What I have noticed, is when people stop caring, the people around us stop caring.
Theres a chain reaction when someone gives up on something or stops caring. It doesn't only effect that one person but seems to be a chain reaction that effects everything in that persons life including the people around them.
I do have to say I have been feeling this way. I feel shut out, disregarded or not mattered in several areas of my life. I am trying to take control but I feel I have given up. I am sick of the stress, I don't need this in my life. As soon as I try to better myself I get knocked down and this week has been pushing me but I kept getting back up,but last night was the straw, I was blown back and knocked down and still on the ground, giving up. This is where I usually fail. in dieting. something like this happens and I start emotionally eating.
Last night I tried to exercise and only got 2 miles on the elliptical I was so upset. After I put my son to bed I drowned myself in my covers and read a book until I was to tired to read any more.
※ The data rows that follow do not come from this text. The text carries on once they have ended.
PR #462, opened 2015-12-09
[WIP] gmf-authentication

adube:
This is a very early state of the `gmf-authentication` directive.  The idea is to collect comments from the core developers of ngeo/gmf.

The base idea is this: an `authentication` service, configured with a base url, will attempt to ask to the server upon creation if the user is connected or not.  The main `authentication` directive listens to the `load` event of the service and checks if the user is connected or not.  It will then decide which inner directive to include.

Is this a good start ?


adube:
**Update**

For the purpose of developing, I created dummy files to act as the request responses.  You can try to modify the `isloggedin` file to see the template show the proper content depending on the response.

This is still a pretty early state, but I would very much like to hear if I'm on the right track.

**Question**  In the template, I use a `ng-switch` on the controller `isLoggedIn` property.  It works upon loading, but if I try to log in, the inner property gets updated but the template doesn't do its magic.  What am I missing ?

adube:
@fgravin Would you please review this work in progress ?  I would like to know if I'm on the right track.

contribs/gmf/src/directives/authenticationdirective.js
```diff
@@ -0,0 +1,137 @@
...
+ * @return {angular.Directive} The Directive Definition Object.
+ * @ngInject
+ * @ngdoc directive
+ * @ngname gmfAuthentication
+ */
+gmf.authenticationDirective = function(gmfAuthenticationTemplateUrl) {
+  return {
+    scope: {},
+    controller: 'GmfAuthenticationController',
+    controllerAs: 'ctrl',
```
fgravin: more explicit name

contribs/gmf/src/directives/authenticationdirective.js
```diff
@@ -0,0 +1,137 @@
...
+   */
+  this.gmfAuthentication_ = gmfAuthentication;
+
+  /**
+   * @type {angular.Scope}
+   * @private
+   */
+  this.scope_ = $scope;
+
+  this.scope_.formData = {};
```
fgravin: No.
Put your data into the controller itself, and access them from the view with the `ctrl` that comes from `controllerAs: 'ctrl'`

adube: Do you have an example ?

contribs/gmf/src/directives/authenticationdirective.js
adube: how about `authenticationCtrl` ?

fgravin: `authCtrl` looks good

contribs/gmf/src/directives/authenticationdirective.js
fgravin: Yes, all ngeo directives and your own PR :)
https://github.com/camptocamp/ngeo/pull/428/files

adube: Still learning here... My own PR have a lot of copy/pasted code I have no perfect understanding of yet :)  Which line ?

fgravin: i've updated the link sorry i missed the copy/paste

fgravin: Just understand that you have a `controllerAs: 'authCtrl'`that will make your controller reachable in the view.

```js
this.formData = 'toto'
```

then in your view 
```html
<div>{{::authCtrl.formData}}</div>
```

adube: Oooh, I think I get it.  I'll try it soon and report back.

fgravin: It's the same principle as https://github.com/fgravin/ngeo/blob/guidelines/docs/guidelines.md#use-the-controller-as-syntax

But i will update the guideline for this case.

adube: Thanks for you precious help.

contribs/gmf/src/directives/partials/authentication.html
```diff
@@ -0,0 +1,24 @@
+<div ng-switch on="ctrl.isLoggedIn">
+    <div ng-switch-when="true">
```
fgravin: I don't really like `ngSwitch`.
You should use `ngIf` instead in that case.

contribs/gmf/src/services/authenticationservice.js
```diff
@@ -0,0 +1,174 @@
...
+ * @export
+ */
+gmf.Authentication.prototype.login = function(login, pwd, callback) {
+
+  var url = goog.uri.utils.appendPath(this.baseUrl_, this.loginRouteSuffix_);
+
+  // FIXME - use post
+  this.http_.get(url, {
+    login: login,
+    password: pwd
```
fgravin: for POST content, you might need to add some headers

```js
method: 'POST',
data: $.param({login: login, password: pwd}),
headers: {'Content-Type': 'application/x-www-form-urlencoded'}
```

contribs/gmf/src/services/authenticationservice.js
```diff
@@ -0,0 +1,174 @@
...
+  })
+    .then(goog.bind(function(response) {
+        var responseData = /** @type {gmf.AuthenticationLoginResponse} */ (
+            response.data);
+        if (responseData.status) {
+          this.isLoggedIn = true;
+        }
+        callback(responseData);
```
fgravin: No this is not the way it should be done.
Look at the themservice, it should return $promises, then you call your callback from where you call the method (don't pass a callback to the method).
https://github.com/fgravin/ngeo/blob/9a95af08e373d1928394bf8cbec03ae0c3499739/contribs/gmf/src/services/themesservice.js#L103

Watch doc https://docs.angularjs.org/api/ng/service/$q

adube:
>Question In the template, I use a ng-switch on the controller isLoggedIn property. It works upon loading, but if I try to log in, the inner property gets updated but the template doesn't do its magic. What am I missing ?

@fgravin Do you know what I'm missing ?

contribs/gmf/src/services/authenticationservice.js
adube: `$` requires jQuery.  Does GMF includes jQuery ?

adube: What I mean is: is it okay to have a dependency on jQuery within the GMF source code ?

fgravin: hmm it was more focused on the `headers`.
not sure for jQuery, it's there in the mobile application but i need to confirm to put some jQuery code in core sources.

fgravin:
> @fgravin Do you know what I'm missing ?

not yet. Try to use {{ctrl.isLoggedIn}} in your view to debug the view value, to see if it's not ngSwitch that just sucks.

adube:
>not yet. Try to use {{ctrl.isLoggedIn}} in your view to debug the view value, to see if it's not ngSwitch that just sucks.

It stays `false`, even with the new `ng-if`.  Still investigating...

adube:
I noticed that printing `{{ formData }}` outside the `<form>` doesn't update its content.  It only does if it's inside the form.

adube:
@fgravin, here's a summary of the work in progress with some questions along the way.

 * Angular `value` -> see how I did it.  I added a single `authenticationCache` value to hold everything related to the authentication.  I'm not sure if this follows the Angular philosophy, but I thought it would be better to only need one parameter to get everything related to the authentication.  Let me know what you think about this.

 * `goog.bind(f, this)` VS `f.bind(this)`, as it turns out I was wrong.  I still causes the build to fail unless I use `goog.bind`.  I reverted that change and still use `goog.bind` for now, if that's okay with you.

 * I still use a `then` inside the service because I want to return the request data instead of the request itself to the directive.  Do you agree ?

 * Travis still fails anyway.  When I run a `make check` locally, I don't see any error.  I haven't found it in the travis report either.

@sbrunner I also have a couple questions / things to show you:

 * when I try to use `http://geomapfish-demo.camptocamp.net/2.0/wsgi/` in my example, I get `'Access-Control-Allow-Origin'` errors.  Would you please look into that ?

 * if you could take a look at the approach I'm currently taking here to see if I'm on the right track, it would be appreciated.  I'm currently assuming that the API routes of the auth. service will return JSON responses.

contribs/gmf/src/services/authenticationservice.js
```diff
@@ -0,0 +1,225 @@
...
+      /**
+       * @param {angular.$http.Response} resp Ajax response.
+       * @return {gmf.AuthenticationLoginResponse}
+       */
+      function(resp) {
+        var respData = /** @type {gmf.AuthenticationLoginResponse} */ (
+            resp.data);
+        if (respData.status) {
+          if (respData.login !== undefined) {
+            this.isLoggedIn = true;
```
fgravin: `isLoggedIn` is useless, `cache.login` should be enough ?

contribs/gmf/src/services/authenticationservice.js
```diff
@@ -0,0 +1,225 @@
...
+/**
+ * @typedef {{
+ *     fullname: (string|undefined),
+ *     login: (string|undefined)
+ * }}
+ */
+gmf.AuthentificationCache;
+
+
+gmfModule.value('authentificationCache', {});
```
fgravin: This maps the user, maybe just call it `gmfUser`.

contribs/gmf/src/directives/partials/authentication.html
```diff
@@ -0,0 +1,35 @@
+<div ng-if="authCtrl.gmfAuthentication.isLoggedIn">
+  Logged in as <strong>{{ authCtrl.gmfAuthentication.cache.fullname }}</strong>.
```
fgravin: same, access through `authCache` directly.

contribs/gmf/src/directives/authenticationdirective.js
```diff
@@ -0,0 +1,140 @@
...
+/**
+ * @export
+ */
+gmf.AuthenticationController.prototype.login = function() {
+  this.gmfAuthentication.login(this.loginVal, this.pwdVal).then(goog.bind(
+      /**
+       * @param {gmf.AuthenticationLoginResponse} respData
+       */
+      function(respData) {
+        if (!respData.status) {
```
fgravin: I'm not sure what's you're doing here.
Can you get a 200 but not being logged ?
It seems the server return a 401.

Plug it to the failure callback then.

fgravin:
Do you know the server side auth service behavior ?
For all requests :
- object returned when success
- what happen on error

You seem you manage a `status` `true` or `false` value, but i guess the service returns a 401 on loggin if fails.
Please be sure you know all scpecs before going ahead.

adube:
About the specs of the server, that's the reason I was asking @sbrunner.  I don't know the spec exactly yet.  That is also why I asked him to check what I did and tell me what to adjust.  I know the server is still under development, thus my questions.

I'll do the other required changes (remove isLoggedIn, rename authenticationCache -> gmfUser, use gmfUser directly in view).

fgravin:
@adube ok.
You can work on the error handling. Just use a bad url for your request and see how you can catch the error from the failure callback of the promise.

sbrunner:
doc: https://camptocamp.github.io/c2cgeoportal/master/developer/webservices.html#authentication

adube:
FYI, there's no documentation for the responses, yet.  That's what I'm looking for.

adube:
Here's an update of this task:

**Done**

 * The client-side forms are all done
 * All possible actions are supported on client-side: login, logout, isloggedin, resetpassword, changepassword
 * Bootstrap style used
 * Validation and errors managed
 * Use of `angularGettext.Catalog` for the translation strings

**To do**

 * @fgravin: review the code
 * validate the current translation text (English)
 * translate in French (should this be part of this task ?)
 * @sbrunner: give me the response information (documentation) from the server, please **Urgent**
 * connect to the demo server in the example instead of using the dummy local files
 * add in **mobile app**: it is **currently broken**

**Question**: I ran `make gh-pages` to be able to show you what's done so far, but the link isn't working.  I expected the following to work, but it doesn't: http://adube.github.io/ngeo/gmf-authentication/contribs/gmf/examples/authentication.html.  What's odd is that the examples from `ngeo` work, where all examples from `gmf` don't.  See: http://adube.github.io/ngeo/gmf-authentication/examples/desktopgeolocation.html. Any clue ?

Let me know if I forgot anything.

sbrunner:
> translate in French (should this be part of this task ?)

No we will use Transifex for that :-)

sbrunner:
The right URL is: http://adube.github.io/ngeo/gmf-authentication/examples/contribs/gmf/authentication.html :-)

fgravin:
> add in mobile app: it is currently broken

Should be fixed now

Makefile
```diff
@@ -1,6 +1,6 @@
 SRC_JS_FILES := $(shell find src -type f -name '*.js')
 NGEO_DIRECTIVES_PARTIALS_FILES := $(shell ls -1 src/directives/partials/*.html)
-GMF_DIRECTIVES_PARTIALS_FILES := $(shell ls -1 contribs/gmf/src/directives/partials/*.html | "")
+GMF_DIRECTIVES_PARTIALS_FILES := $(shell ls -1 contribs/gmf/src/directives/partials/*.html)
```
fgravin: This fixes the gmf templateCache issue.

contribs/gmf/src/directives/authenticationdirective.js
```diff
@@ -0,0 +1,247 @@
...
+    function(element, attrs) {
+      var templateUrl = attrs['gmfAuthenticationTemplateurl'];
+      return templateUrl !== undefined ? templateUrl :
+          gmf.baseTemplateUrl + '/authentication.html';
+    });
+
+
+/**
+ * An "authentication" directive for a GeoMapFish application.
+ *
```
fgravin: Could you add some explanation about the content of the directive.
Just that it is a form with options blabla

contribs/gmf/src/directives/authenticationdirective.js
```diff
@@ -0,0 +1,247 @@
...
+
+  this.gmfAuthentication_.resetPassword(this.loginVal).then(
+      goog.bind(
+          /**
+           * @param {gmf.AuthenticationDefaultResponse} respData
+           */
+          function(respData) {
+            this.resetPasswordModalShown = true;
+            this.resetError_();
+            this.error = '';
```
fgravin: useless ?

contribs/gmf/src/services/authenticationservice.js
```diff
@@ -0,0 +1,247 @@
...
+
+  var url = goog.uri.utils.appendPath(this.baseUrl_, this.loginRouteSuffix_);
+
+  // FIXME - use post, get is currently used for dev purpose
+  /*
+  return this.$http_.post(url, $.param({login: login, password: pwd}), {
+    headers: {'Content-Type': 'application/x-www-form-urlencoded'}
+  }).then(goog.bind(
+  */
+  return this.$http_.get(url).then(
```
fgravin: use post instead.
It's ok tu use the `$.param({})` syntax as discussed previously.

contribs/gmf/src/services/authenticationservice.js
```diff
@@ -0,0 +1,247 @@
...
+/**
+ * Load the authentication service, which sends an asynch request to
+ * determine whether the user is currently connected or not.
+ * @private
+ */
+gmf.Authentication.prototype.load_ = function() {
+  var isLoggedInUrl = goog.uri.utils.appendPath(
+      this.baseUrl_, this.isLoggedInRouteSuffix_);
+  this.$http_.get(isLoggedInUrl, {
+    cache: false
```
fgravin: `false` is the default value i think, so it's useless.

contribs/gmf/src/services/authenticationservice.js
```diff
@@ -0,0 +1,247 @@
...
+};
+
+
+/**
+ * @param {angular.$http.Response} resp Ajax response.
+ * @return  {angular.$http.Response}
+ * @private
+ */
+gmf.Authentication.prototype.handleLogin_ = function(resp) {
+  var respData = /** @type {gmf.AuthenticationLoginResponse} */ (resp.data);
```
fgravin: I think that once we are logged in, we need to retrieve more user info from the `getuserinfoUrl`, doen't it @sbrunner ?

sbrunner: Yes :-)

adube:
Thanks for the review and answers.  Here's some more questions to follow them:

 * @fgravin I can't use `post` yet, because I'm still using the 'dummy' local server.  I did not receive any info about the server yet, so I'll leave them to `get` for now.  Please, note that I'll change them as soon as I'm able to connect to the server.

 * @sbrunner What is the `getuserinfoUrl` ?  Should the information be returned directly by the initial call, i.e. either `isloggedin` or `login` without needing to do an additional request ?

 * the example on github.io isn't currently working properly because some files were not copied, i.e. the dummy server.  This results in all requests to fail.  This should be fixed once we're using the server.

I'll make the other required fixes right away.

fgravin:
@adube ok no worries for th post, you'll do that in time.

fgravin:
@adube 

What i understand from the doc is that a success on `/login` should trigger a `/loginuser` request to fill the `gmfUser` object.

fgravin:
@adube 

For memo
- the doc https://camptocamp.github.io/c2cgeoportal/master/developer/webservices.html#authentication
- the luxembourg code https://github.com/Geoportail-Luxembourg/geoportailv3/blob/master/geoportailv3/static/js/usermanagerservice.js

adube:
Here's an update of this task:

To do:

 * validate the current translation text (English)
 * @sbrunner: I'm still **not able to use the auth. demo service**.  I still get the `No 'Access-Control-Allow-Origin'` error I talked you about 2 days ago.  Please, fix this.  I can't use the service otherwise.
 * Update the code to use the official service.
 * Update the mobile app.

sbrunner:
> I'm still **not able to use the auth. demo service**.  I still get the `No 'Access-Control-Allow-Origin'` error I talked you about 2 days ago.  Please, fix this.  I can't use the service otherwise.

Can you give us the curl?

adube:
>Can you give us the curl?

I don't understand what you mean.

sbrunner:
I most of the debugger you can do on the request: «Copy as cURL», can you past the result?

adube:
There you go.

    curl 'http://localhost:3000/contribs/gmf/examples/wsgi-local/loginuser' -H 'Pragma: no-cache' -H 'Accept-Encoding: gzip, deflate, sdch' -H 'Accept-Language: fr-FR,fr;q=0.8,en-US;q=0.6,en;q=0.4' -H 'User-Agent: Mozilla/5.0 (X11; Linux x86_64) AppleWebKit/537.36 (KHTML, like Gecko) Chrome/47.0.2526.106 Safari/537.36' -H 'Accept: application/json, text/plain, */*' -H 'Referer: http://localhost:3000/contribs/gmf/examples/authentication.html' -H 'Cookie: evsession=7dc5fce8fdcbc752056aa94ef9b3661b1f604455gAJVQ2V2XzIxZWRhYTEyNTgxYWFjMDU2Mjc2NmQxYmVmMjA1ODA4NTcwZjZmOGMyN2NkMzgzZDVhMzc2ZWFlMzExZDU3MzdxAS4=; auth_tkt="9899c1bf61683266654d87e42a8cbf035672c0f2YWRtaW4%3D!userid_type:b64unicode"' -H 'Connection: keep-alive' -H 'Cache-Control: no-cache' --compressed

adube:
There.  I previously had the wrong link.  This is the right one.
PR #469, opened 2015-12-10
Add more closure-compiler checks

### LINKED ISSUE #440: No check for unused 'goog.require's
When building there is no check for unused `goog.require`s like in ol3:
https://github.com/openlayers/ol3/blob/master/bin/check-requires.py#L120-L123

fredj:
Fixes #440

### DIFF
--- a/buildtools/example.json
+++ b/buildtools/example.json
@@ -40,42 +40,14 @@
       "externs/ngeox.js"
     ],
     "jscomp_error": [
-      "accessControls",
-      "ambiguousFunctionDecl",
-      "checkEventfulObjectDisposal",
-      "checkRegExp",
-      "checkTypes",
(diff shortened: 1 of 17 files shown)


sbrunner:
Looks good, thanks :-)

fgravin:
What the new comments with `@suppress` for ?

fredj:
`@suppress {extraRequire}` tells the compiler to not check the next `goog.require`.

Example:
In `src/services/popup.js` we require `ngeo.popupDirective`. The checker expect that `ngeo.popupDirective.*` is used in the file but that not the case.

fgravin:
Oh ok, so it's mainly for directives requires.

sbrunner:
This should be rebased and merged :-)

PR #471, opened 2015-12-10
Fix NgeoMobileGeolocation controller

adube:
This PR fixes the gmf mobile geolocation controller behaviour with the following rule: when receiving an update of the location while tracking, only recenter the map to this location if the map hadn't been panned (or zoomed).

### DIFF
--- a/src/directives/mobilegeolocation.js
+++ b/src/directives/mobilegeolocation.js
@@ -113,6 +113,21 @@ ngeo.MobileGeolocationController = function($scope, $element,
    */
   this.zoom_ = options.zoom;
 
+  /**
+   * Whether to recenter the map at the position it gets updated
+   * @type {boolean}
+   * @private
+   */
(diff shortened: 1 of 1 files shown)


adube:
@sbrunner This is ready for review, once Travis passes.

sbrunner:
Looks good for me :-)

adube:
Ready for merge, then.

src/directives/mobilegeolocation.js
```diff
@@ -132,6 +147,29 @@ ngeo.MobileGeolocationController = function($scope, $element,
       false,
       this);
 
+  var view = map.getView();
+
+  goog.events.listen(
```
fgravin: can't all of this could be simplified with

```js
ol.events.listen(
       view,
       'propertychange',

```

adube: Yes.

I stayed away from the kitchen because I knew I was so heart broken I would have ate everything in my pantry last night. This morning I took the dog for a mile walk and was conteplating a huge change in my life to get rid of everything and start over . I think sometimes we think of doing this, forgetting about the things we currently, and have to try to full fill the need of what we really need. So today I am taking a break from working out to figure out what changes I need to make or If i just need time to bounce back up. I cant take too much time as I have my trainer tomorrow. But today if i work out it will not be productive, I am planning however to stay away from food unless its in my plan for today. I cant lose this now. I am stronger than that.